Katrina taught classes to insurance agents on valuation theory, and we met 30 years ago on a jewelry board, arguing appraisal theory. I was a practical, bottom-line “it’s worth what it’s worth” guy. She took a more nuanced, academic approach.

the varied levels of value

This watch is a kind of living treatise on how value is defined. First, there was plenty of gold. Let’s call that liquidation value: a quick sale scenario when time or necessity dictates action. It X-rayed at just over 14-karat gold, unusually heavy, with more than $3,000 of gold alone.

Next is fair market value: a willing buyer and a willing seller, neither under duress. This is where it gets complicated. The handmade watch has no meaningful comparables. Engraved to the Tampa gent’s grandfather, Horace Greeley Whittlesey, by the President of Mexico, Maximino Camacho, it is dated 1944, with the Mexican and United States seals. The movement was relatively common, but the case is fantastic.

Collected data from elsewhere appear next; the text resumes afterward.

PR #3673, opened 2026-07-27
widgets/sysmon: migrate to typed widget definition

Ape:
Follow up to #3642.


ItsLemmy:
Thanks

Ape:
@ItsLemmy, I'm taking a bit of a break from continuing these migration for now. I will return to them at some point, but if you were eager to pick up here feel free to do so.

PR #3688, opened 2026-07-28
feat(plugins): add service enable and exit reasons

Gustav0ar:
## Summary

- add service `onEnable()` after an explicit successful plugin enable
- pass `shutdown`, `disable`, `uninstall`, and `reload` to every entry `onExit(signal, reason)`
- keep one-argument handlers and plugins below API 17 compatible
- bump the plugin API from 16 to 17

## Why

Plugins need to distinguish explicit lifecycle actions from reloads and shell shutdown.

## Testing

- `meson test -C build-debug --print-errorlogs` (62 passed)

### DIFF
--- a/meson.build
+++ b/meson.build
@@ -1137,6 +1137,7 @@ if build_tests
     'plugin_catalog',
     'plugin_git_export',
     'plugin_i18n',
+    'plugin_lifecycle',
     'plugin_manifest',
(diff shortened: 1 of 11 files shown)


ItsLemmy:
Thanks, I'll take care of update the official-plugins repo with noctalia.d.luau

In 1892, the president of Mexico placed an ad in The New York Times seeking an accomplished dentist willing to relocate. Our client’s grandfather got the job, moved to Mexico, and built a life there. So perhaps fair market value is best defined by price at auction … assuming the right bidders considered the history.

Next is retail replacement value. In a sense, it is priceless, a one-of-a-kind piece. There are no others like it, and no true replacement. Most confounding is its insurance value. At a pawn shop, it might trade near scrap … perhaps $2,000. A gold buyer might pay $3,000 to $4,000. A history-minded dealer like us, willing to speculate and romance it, might offer $6,000. But how does an insurance company replace an irreplaceable object? They can’t.

We ultimately suggested an insurance value of $20,000, acknowledging that it was an educated guess. This watch defies tidy categories. Its true value lies beyond formulas, gold content, or market logic. It is simply irreplaceable.